5^{th} International Symposium on Nuclear Symmetry Energy NuSYM15, June 29 - July 2, 2015 Kraków, POLAND

### Probing neutron-proton dynamics by pions

**Natsumi Ikeno**

Tottori University, JAPAN

**Abstract**

It is one of the important subjects in nuclear physics and astrophysics to determine the nuclear symmetry energy at various densities. In particular, intermediate-energy heavy-ion collisions are believed to be useful to investigate the symmetry energy at high density around 2$\rho_0$. The $\pi^{-}/\pi^{+}$ ratio is considered to be a good probe [B. A. Li, Phys. Rev. Lett. 88, 192701 (2002)]. Some theoretical studies have been performed by different transport models to investigate the sensitivity of pion observables, but at present these results are contradicting to each other even qualitatively. Therefore, it is necessary to understand the mechanism how pions are produced reflecting the dynamics of neutrons and protons.
We study the pion production using a new approach by combining an antisymmetrized molecular dynamics (AMD) [A. Ono et al., Prog. Theor. Phys. 87, 1185 (1992)] and a hadronic cascade model (JAM) [Y. Nara et al., Phys. Rev. C 61, 024901 (2000)]. The dynamics of neutrons and protons is solved by AMD, and then pions and $\Delta$ resonances in the reaction process are handled by JAM.
This work is a collaboration with A. Ono, Y. Nara, and A. Ohnishi.
In this presentation, we will show results for the central $^{132}$Sn+$^{124}$Sn collision at 300 MeV/nucleon which corresponds to a proposed experiment at RIBF/RIKEN. AMD calculations were performed for some cases with and without cluster correlations, and with two effective interactions corresponding to different density dependences of the symmetry energy. We first confirm that the relation $\pi^{-}/\pi^{+} \approx \Delta^{-}/\Delta^{++} $ actually holds between the final pion ratio and the ratio of the $\Delta$ production rates $NN \rightarrow N \Delta$, even though many of produced $\Delta$ resonances are absorbed by $N\Delta \rightarrow N N$ reactions. However, the $\Delta^{-}/\Delta^{++}$ ratio (and therefore $\pi^{-}/\pi^{+}$ ratio) is greater than $(N/Z)^2$ of the system in some cases.
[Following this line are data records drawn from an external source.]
PR #330, opened 2019-06-07
code coverage badge per package

truongsinh:
ci: code coverage badge per package


micimize:
@truongsinh can you set up automatic commit signing?

PR #314, opened 2018-10-04
Migrate the investors logic from ST to library

satyamakgec:


maxsam4:
Maybe we should remove `function investorCount()` from ISecurityToken interface.

contracts/interfaces/ISecurityToken.sol
```diff
@@ -245,4 +245,9 @@ interface ISecurityToken {
      * @notice Use to get the version of the securityToken
      */
      function getVersion() external view returns(uint8[]);
+
+     /**
+     * @notice gets the investor count
+     */
+     function getInvestorCount() external view returns(uint256)
```
maxsam4: We should probably remove `investorCount()` in favor of `getInvestorCount()`

maxsam4 (approved):

PR #315, opened 2018-10-04
Add additional transfer / mint / burn functions with _data parameter

adamdossa:
This PR adds transfer, mint & burn functions with an additional `bytes _data` parameter which is passed onto TransferManagers.

This would allow us to do off-chain whitelisting - for example if an exchange is generating a dynamic deposit address for a customer they could also provide a signed piece of data which authorises this address (assuming the issuer had added a TM that accepted this signed data).

More or less inspired from ERC 1400 although more ERC20 like in naming.

For the burn functions, I didn't include the non-data versions as these aren't part of the ERC20 specification in any case (probably the same argument could be made for mint, but that is already used in lots of places so I left the old version of the function).

### DIFF
--- a/contracts/interfaces/ISecurityToken.sol
+++ b/contracts/interfaces/ISecurityToken.sol
@@ -30,17 +30,28 @@ interface ISecurityToken {
     function mint(address _investor, uint256 _value) external returns (bool success);
 
     /**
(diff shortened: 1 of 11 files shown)


satyamakgec (approved):
Looks good to me @pabloruiz55 please have a second look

We find that an agreement $\Delta^{-}/\Delta^{++} = N^2 /Z ^2$ is obtained when $N$ and $Z$ are chosen as the numbers of neutrons and protons, respectively, that are in the high density region $\rho \gtrsim \rho_0$ and with a sufficiently high momentum $p \gtrsim 500$~MeV/c
for $\Delta$ production. Calculations show that stiff symmetry energy makes the high density region less neutron-rich and thus the $\Delta^{-}/\Delta^{++}$ and ${\pi}^{-}/{\pi}^{+}$ ratios get reduced. On the other hand, both stiff symmetry energy and cluster correlations have a effect to make the high momentum part more neutron-rich and thus to increase the pion ratio.
In conclusion, the pion ratio certainly carries the information on neutrons and protons at the dynamical stage of collisions. However, at the incident energy 300 MeV/nucleon, the neutron and proton distributions in momentum space play an important role to determine the pion ratio. It is essential to understand the effects of the symmetry energy and cluster correlations on the nucleon dynamics.